Segment Start: DATA RECORDS

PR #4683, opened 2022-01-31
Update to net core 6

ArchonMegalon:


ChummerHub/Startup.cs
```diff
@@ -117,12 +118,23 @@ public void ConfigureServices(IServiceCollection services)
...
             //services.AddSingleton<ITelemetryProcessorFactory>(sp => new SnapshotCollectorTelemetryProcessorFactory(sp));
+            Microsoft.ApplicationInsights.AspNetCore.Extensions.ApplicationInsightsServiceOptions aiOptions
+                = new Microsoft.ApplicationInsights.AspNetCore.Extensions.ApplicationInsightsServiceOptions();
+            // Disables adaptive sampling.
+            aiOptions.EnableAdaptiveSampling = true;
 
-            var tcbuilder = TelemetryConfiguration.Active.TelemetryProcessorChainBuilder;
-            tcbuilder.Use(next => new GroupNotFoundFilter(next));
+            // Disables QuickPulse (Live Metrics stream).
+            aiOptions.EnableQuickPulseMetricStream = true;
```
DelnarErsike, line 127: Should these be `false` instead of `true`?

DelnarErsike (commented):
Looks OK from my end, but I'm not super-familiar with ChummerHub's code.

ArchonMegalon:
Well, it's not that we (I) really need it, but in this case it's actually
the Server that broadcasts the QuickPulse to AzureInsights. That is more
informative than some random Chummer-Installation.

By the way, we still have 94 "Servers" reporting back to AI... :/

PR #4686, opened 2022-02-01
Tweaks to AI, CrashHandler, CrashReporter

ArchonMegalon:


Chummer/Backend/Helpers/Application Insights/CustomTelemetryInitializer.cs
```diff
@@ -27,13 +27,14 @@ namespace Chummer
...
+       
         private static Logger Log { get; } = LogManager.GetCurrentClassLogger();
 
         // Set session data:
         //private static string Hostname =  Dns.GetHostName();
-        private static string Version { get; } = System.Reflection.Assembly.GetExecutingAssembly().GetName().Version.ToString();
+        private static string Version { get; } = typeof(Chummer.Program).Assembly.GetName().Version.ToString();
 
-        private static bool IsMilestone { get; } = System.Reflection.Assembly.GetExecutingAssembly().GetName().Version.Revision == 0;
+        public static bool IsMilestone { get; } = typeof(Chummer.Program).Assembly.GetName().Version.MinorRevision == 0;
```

Segment End: DATA RECORDS
Segment Start: DATA RECORDS

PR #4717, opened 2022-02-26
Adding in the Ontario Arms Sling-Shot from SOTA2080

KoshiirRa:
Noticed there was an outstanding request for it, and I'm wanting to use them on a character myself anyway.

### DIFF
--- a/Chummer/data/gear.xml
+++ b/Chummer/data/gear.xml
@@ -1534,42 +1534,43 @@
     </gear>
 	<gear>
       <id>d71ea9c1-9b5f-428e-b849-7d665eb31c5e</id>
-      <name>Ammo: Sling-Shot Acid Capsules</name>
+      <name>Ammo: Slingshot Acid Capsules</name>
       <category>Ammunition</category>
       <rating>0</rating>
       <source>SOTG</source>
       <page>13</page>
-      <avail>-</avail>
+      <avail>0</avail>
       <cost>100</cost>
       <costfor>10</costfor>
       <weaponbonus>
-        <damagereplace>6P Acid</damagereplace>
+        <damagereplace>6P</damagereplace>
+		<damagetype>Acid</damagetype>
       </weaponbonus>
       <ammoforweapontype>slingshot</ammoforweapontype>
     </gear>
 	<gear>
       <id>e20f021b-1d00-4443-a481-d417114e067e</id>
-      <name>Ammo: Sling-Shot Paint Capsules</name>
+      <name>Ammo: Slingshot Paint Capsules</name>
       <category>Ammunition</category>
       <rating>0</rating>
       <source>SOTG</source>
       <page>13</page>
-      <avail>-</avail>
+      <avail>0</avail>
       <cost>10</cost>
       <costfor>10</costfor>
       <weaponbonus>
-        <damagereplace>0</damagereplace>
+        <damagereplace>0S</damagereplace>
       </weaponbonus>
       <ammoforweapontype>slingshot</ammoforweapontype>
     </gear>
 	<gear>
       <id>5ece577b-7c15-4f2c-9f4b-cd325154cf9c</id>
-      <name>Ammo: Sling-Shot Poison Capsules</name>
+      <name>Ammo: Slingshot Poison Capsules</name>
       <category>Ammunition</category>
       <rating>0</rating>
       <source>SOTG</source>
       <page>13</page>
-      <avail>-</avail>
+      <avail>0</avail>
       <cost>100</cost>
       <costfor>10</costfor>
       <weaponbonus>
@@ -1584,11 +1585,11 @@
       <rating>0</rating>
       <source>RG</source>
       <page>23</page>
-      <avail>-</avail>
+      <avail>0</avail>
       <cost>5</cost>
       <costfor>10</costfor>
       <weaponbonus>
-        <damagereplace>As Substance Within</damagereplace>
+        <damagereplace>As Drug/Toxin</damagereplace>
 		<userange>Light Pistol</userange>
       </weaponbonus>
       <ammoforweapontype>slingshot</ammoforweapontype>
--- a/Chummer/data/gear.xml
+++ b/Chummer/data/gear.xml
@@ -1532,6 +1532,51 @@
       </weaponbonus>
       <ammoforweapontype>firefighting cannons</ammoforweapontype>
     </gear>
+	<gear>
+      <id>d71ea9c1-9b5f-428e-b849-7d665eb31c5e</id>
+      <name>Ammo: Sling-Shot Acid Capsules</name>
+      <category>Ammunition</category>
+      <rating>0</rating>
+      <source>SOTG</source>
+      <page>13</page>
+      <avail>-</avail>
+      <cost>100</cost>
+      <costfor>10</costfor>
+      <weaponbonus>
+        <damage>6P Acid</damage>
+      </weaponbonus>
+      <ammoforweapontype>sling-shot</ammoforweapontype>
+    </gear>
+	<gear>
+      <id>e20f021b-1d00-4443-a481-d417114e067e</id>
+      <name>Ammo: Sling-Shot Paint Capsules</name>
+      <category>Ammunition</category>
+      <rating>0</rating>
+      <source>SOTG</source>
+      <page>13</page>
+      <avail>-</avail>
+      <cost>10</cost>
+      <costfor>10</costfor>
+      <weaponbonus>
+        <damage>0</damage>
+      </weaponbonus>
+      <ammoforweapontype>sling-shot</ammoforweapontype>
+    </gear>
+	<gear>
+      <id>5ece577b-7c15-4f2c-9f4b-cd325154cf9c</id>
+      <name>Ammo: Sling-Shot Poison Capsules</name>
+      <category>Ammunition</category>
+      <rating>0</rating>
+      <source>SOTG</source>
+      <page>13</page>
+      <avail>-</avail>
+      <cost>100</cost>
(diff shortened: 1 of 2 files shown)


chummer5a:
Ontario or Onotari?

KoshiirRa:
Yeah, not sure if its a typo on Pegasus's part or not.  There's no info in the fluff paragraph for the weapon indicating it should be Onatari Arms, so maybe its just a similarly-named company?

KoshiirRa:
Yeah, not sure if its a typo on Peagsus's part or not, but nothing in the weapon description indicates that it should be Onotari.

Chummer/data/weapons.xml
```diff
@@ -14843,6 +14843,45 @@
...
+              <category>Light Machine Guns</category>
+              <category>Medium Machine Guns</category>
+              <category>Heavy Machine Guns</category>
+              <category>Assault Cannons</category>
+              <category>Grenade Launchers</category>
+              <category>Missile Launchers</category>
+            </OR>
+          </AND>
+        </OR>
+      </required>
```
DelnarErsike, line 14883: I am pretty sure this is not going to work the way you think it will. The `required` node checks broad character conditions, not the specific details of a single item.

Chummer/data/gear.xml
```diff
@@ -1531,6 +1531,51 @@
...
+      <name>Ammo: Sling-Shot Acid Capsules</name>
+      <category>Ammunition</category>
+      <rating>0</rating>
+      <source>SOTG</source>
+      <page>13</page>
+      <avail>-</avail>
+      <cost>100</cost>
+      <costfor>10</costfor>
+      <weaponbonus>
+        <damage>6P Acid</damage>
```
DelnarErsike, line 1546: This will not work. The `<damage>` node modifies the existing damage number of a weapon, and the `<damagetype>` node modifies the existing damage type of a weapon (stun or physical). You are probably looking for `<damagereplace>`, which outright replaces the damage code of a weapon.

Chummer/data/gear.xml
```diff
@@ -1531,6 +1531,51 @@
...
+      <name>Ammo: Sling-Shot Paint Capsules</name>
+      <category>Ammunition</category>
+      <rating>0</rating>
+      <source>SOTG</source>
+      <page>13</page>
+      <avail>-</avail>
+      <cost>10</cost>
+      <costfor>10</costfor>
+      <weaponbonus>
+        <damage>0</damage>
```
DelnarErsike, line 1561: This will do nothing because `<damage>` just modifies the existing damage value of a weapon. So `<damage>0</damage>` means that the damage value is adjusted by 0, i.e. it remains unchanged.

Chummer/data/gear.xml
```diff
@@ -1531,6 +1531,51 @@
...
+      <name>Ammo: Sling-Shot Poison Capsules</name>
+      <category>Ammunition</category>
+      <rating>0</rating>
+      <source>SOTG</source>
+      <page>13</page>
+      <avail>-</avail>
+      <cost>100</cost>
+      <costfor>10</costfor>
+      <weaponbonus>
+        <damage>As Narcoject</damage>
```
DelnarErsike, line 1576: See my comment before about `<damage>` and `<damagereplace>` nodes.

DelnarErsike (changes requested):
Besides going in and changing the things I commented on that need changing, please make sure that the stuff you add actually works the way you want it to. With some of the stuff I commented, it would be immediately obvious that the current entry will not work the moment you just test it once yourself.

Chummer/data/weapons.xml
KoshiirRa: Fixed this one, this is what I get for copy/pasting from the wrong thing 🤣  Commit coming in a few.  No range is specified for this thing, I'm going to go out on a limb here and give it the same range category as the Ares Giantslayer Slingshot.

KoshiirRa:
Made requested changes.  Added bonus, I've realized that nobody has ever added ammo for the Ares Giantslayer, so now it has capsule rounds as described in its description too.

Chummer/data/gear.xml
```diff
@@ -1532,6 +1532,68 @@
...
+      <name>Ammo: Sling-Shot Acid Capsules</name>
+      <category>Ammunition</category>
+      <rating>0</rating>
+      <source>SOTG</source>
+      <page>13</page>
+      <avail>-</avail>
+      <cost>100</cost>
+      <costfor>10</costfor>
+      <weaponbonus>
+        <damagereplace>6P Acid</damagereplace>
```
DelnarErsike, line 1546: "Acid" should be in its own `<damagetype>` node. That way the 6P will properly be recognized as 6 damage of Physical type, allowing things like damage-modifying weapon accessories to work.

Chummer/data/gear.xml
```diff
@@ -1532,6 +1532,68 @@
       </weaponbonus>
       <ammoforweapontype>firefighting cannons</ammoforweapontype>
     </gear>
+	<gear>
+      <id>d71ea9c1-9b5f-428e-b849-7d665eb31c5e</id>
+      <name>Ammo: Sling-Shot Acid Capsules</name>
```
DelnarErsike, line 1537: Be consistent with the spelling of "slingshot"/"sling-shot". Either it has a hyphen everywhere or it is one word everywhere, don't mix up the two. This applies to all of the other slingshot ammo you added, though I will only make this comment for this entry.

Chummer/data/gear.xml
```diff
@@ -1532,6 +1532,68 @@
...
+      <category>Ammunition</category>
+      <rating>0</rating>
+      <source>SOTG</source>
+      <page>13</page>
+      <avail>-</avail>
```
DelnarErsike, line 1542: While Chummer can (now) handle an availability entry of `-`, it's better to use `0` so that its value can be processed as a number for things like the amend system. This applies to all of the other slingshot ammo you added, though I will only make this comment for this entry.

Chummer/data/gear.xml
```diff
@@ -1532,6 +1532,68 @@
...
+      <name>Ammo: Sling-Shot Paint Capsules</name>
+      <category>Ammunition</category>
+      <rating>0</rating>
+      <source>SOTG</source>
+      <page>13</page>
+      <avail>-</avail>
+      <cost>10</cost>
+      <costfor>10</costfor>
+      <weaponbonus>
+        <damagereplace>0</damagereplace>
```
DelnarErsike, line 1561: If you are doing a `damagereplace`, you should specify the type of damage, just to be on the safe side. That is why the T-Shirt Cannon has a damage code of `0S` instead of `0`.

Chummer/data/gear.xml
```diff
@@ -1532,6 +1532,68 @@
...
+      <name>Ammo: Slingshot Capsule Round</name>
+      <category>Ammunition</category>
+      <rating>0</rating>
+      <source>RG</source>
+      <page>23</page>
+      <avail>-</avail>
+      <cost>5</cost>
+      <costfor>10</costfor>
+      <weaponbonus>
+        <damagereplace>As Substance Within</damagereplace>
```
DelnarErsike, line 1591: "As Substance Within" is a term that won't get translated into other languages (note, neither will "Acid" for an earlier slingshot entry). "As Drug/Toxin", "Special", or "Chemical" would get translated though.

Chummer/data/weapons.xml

Segment End: DATA RECORDS
Segment Start: DATA RECORDS

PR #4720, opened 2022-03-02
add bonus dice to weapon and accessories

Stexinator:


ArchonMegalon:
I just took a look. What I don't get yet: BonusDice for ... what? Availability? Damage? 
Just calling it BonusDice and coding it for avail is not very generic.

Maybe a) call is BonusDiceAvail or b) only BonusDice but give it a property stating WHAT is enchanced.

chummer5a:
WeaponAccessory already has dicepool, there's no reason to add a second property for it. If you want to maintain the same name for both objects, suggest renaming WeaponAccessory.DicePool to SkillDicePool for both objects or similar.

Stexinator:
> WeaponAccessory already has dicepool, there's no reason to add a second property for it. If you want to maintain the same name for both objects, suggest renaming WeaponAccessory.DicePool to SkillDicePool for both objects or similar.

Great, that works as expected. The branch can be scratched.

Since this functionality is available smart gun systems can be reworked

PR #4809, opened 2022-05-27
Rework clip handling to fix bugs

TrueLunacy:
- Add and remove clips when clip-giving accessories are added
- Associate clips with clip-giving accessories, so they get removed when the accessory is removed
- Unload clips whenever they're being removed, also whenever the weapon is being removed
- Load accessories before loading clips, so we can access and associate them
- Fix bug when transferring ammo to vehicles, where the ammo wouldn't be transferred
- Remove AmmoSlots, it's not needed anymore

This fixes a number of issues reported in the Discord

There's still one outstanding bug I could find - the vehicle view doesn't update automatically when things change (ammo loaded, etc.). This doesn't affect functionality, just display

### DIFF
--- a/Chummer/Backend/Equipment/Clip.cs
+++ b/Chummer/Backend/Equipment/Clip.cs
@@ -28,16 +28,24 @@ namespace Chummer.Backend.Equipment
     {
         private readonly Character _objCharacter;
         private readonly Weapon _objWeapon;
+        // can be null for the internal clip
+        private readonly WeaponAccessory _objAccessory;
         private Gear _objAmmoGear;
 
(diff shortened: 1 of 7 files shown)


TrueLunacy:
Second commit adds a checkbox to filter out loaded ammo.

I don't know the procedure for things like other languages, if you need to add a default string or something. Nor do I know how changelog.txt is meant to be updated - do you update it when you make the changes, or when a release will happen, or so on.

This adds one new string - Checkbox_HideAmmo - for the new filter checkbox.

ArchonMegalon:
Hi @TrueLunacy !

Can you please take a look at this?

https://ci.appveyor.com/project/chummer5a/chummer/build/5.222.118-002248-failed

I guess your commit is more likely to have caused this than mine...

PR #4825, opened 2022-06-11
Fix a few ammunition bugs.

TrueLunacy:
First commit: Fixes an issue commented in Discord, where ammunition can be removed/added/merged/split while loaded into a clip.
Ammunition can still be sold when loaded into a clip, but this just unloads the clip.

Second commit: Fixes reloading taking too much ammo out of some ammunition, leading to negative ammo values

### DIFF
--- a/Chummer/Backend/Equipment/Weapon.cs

Segment End: DATA RECORDS

▶ [REQUIRED ACTION]: In the entries above, some lines hold the string "Toxin". Copy each of them.

▶ [ANSWER AREA]:
+        <damagereplace>As Drug/Toxin</damagereplace>
DelnarErsike, line 1591: "As Substance Within" is a term that won't get translated into other languages (note, neither will "Acid" for an earlier slingshot entry). "As Drug/Toxin", "Special", or "Chemical" would get translated though.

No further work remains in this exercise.